> [Extracted records]:
· · · ·
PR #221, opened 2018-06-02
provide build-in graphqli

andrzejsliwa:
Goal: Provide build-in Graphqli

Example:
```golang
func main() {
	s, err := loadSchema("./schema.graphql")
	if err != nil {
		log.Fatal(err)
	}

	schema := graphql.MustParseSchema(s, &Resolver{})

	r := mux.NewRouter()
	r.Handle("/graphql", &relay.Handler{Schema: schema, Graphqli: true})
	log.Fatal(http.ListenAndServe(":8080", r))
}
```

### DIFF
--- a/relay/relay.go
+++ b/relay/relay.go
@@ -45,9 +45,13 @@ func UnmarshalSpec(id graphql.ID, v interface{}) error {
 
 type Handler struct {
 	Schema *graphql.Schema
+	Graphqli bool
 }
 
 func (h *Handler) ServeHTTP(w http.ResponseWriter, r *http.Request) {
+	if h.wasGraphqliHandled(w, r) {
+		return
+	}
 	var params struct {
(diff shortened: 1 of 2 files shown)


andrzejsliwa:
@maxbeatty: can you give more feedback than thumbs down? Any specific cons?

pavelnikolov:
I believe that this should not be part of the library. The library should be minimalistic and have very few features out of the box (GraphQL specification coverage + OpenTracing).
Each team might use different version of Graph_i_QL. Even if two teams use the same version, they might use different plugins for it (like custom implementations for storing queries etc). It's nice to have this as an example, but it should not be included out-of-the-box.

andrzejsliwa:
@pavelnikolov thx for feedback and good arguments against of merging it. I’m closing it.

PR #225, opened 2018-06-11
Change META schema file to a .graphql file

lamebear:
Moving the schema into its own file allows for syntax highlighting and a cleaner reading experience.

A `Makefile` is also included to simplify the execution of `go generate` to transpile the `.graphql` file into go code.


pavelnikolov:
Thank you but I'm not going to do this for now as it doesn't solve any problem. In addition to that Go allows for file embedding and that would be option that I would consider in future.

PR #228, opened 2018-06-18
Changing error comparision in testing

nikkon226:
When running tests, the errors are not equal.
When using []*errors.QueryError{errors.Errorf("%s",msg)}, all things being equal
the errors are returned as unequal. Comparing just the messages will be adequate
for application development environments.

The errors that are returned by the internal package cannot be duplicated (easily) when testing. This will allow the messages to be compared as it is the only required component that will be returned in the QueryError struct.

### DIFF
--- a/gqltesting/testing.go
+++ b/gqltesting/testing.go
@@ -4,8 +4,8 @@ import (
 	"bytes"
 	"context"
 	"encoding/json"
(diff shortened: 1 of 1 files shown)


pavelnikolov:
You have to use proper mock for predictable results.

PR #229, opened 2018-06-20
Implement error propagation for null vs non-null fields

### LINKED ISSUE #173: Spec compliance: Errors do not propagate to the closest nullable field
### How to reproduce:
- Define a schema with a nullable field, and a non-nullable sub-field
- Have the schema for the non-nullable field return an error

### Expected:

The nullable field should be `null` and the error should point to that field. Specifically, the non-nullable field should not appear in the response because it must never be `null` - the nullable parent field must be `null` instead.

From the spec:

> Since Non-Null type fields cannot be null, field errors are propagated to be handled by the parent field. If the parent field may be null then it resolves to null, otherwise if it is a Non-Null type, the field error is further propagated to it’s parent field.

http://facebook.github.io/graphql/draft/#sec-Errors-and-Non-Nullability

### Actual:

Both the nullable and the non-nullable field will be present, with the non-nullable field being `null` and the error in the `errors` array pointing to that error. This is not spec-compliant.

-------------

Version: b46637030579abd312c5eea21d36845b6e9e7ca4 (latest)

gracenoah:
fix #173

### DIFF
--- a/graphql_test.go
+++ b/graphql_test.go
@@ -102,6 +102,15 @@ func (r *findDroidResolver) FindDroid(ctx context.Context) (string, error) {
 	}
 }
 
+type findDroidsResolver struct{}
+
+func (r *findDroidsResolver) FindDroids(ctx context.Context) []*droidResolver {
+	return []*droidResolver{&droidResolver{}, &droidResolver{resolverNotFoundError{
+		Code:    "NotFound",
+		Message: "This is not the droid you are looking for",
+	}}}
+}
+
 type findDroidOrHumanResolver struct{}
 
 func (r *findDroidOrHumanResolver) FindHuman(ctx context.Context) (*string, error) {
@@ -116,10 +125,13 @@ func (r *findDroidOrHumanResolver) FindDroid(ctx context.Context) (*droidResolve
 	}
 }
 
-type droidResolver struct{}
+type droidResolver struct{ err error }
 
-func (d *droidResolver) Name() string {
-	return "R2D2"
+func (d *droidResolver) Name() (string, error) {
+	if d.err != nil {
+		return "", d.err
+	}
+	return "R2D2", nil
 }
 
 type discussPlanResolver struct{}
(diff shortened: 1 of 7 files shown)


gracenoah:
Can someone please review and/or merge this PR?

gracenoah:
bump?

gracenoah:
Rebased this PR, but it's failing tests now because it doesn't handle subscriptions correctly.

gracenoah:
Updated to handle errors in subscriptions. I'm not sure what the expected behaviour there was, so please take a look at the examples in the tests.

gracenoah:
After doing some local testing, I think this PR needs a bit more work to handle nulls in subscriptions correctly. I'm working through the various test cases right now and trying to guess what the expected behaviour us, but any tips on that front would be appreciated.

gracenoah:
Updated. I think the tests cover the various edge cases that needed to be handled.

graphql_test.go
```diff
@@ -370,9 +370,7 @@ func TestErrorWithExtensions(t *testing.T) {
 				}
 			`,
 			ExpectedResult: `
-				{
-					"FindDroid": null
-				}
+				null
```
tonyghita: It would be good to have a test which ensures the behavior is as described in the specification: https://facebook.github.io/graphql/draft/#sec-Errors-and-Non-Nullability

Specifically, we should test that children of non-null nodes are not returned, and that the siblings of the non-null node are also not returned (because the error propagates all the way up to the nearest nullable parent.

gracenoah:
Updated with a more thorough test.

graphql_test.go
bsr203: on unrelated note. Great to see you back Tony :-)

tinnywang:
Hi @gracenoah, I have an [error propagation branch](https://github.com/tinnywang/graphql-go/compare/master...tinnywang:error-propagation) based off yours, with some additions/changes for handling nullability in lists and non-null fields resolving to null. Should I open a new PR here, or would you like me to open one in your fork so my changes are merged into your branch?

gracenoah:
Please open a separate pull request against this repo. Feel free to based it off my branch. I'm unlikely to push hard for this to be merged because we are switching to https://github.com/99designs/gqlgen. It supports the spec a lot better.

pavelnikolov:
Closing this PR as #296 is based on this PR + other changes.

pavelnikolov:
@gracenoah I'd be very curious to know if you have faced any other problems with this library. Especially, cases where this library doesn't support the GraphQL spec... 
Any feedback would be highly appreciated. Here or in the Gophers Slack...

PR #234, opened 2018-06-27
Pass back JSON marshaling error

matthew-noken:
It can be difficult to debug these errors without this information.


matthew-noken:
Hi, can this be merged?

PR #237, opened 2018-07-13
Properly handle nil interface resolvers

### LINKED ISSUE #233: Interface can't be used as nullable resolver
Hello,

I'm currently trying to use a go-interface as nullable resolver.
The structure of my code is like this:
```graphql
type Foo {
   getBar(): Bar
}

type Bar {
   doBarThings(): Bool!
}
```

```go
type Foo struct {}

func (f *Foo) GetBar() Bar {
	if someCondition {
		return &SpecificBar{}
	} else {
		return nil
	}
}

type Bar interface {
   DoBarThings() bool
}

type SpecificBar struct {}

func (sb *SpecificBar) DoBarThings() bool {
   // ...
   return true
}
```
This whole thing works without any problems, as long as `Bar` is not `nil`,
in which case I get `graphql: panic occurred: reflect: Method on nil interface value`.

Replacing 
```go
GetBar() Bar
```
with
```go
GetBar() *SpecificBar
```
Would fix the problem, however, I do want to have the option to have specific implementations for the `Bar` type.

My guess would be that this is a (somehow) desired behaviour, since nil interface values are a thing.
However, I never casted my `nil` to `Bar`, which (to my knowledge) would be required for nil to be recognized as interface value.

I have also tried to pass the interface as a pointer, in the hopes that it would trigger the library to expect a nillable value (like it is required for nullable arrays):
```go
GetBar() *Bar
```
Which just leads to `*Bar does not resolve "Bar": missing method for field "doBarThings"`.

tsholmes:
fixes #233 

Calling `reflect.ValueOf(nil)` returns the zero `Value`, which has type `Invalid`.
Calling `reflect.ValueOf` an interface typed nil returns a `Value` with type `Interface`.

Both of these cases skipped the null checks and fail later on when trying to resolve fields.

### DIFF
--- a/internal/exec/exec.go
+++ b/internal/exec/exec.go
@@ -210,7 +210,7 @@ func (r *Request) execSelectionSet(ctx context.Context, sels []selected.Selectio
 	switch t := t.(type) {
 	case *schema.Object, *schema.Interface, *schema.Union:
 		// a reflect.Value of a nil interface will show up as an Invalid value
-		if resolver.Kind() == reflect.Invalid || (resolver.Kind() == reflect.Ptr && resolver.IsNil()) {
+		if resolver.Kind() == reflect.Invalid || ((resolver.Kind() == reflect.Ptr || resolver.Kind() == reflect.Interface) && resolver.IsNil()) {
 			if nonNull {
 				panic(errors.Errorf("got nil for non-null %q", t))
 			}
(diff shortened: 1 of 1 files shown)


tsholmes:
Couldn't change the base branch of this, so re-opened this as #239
· · · ·
Could you reproduce the lines above, from the one that holds "nil for non-null" through the last, exactly as they stand?

> [Exercise answer]:
 				panic(errors.Errorf("got nil for non-null %q", t))
 			}
(diff shortened: 1 of 1 files shown)


tsholmes:
Couldn't change the base branch of this, so re-opened this as #239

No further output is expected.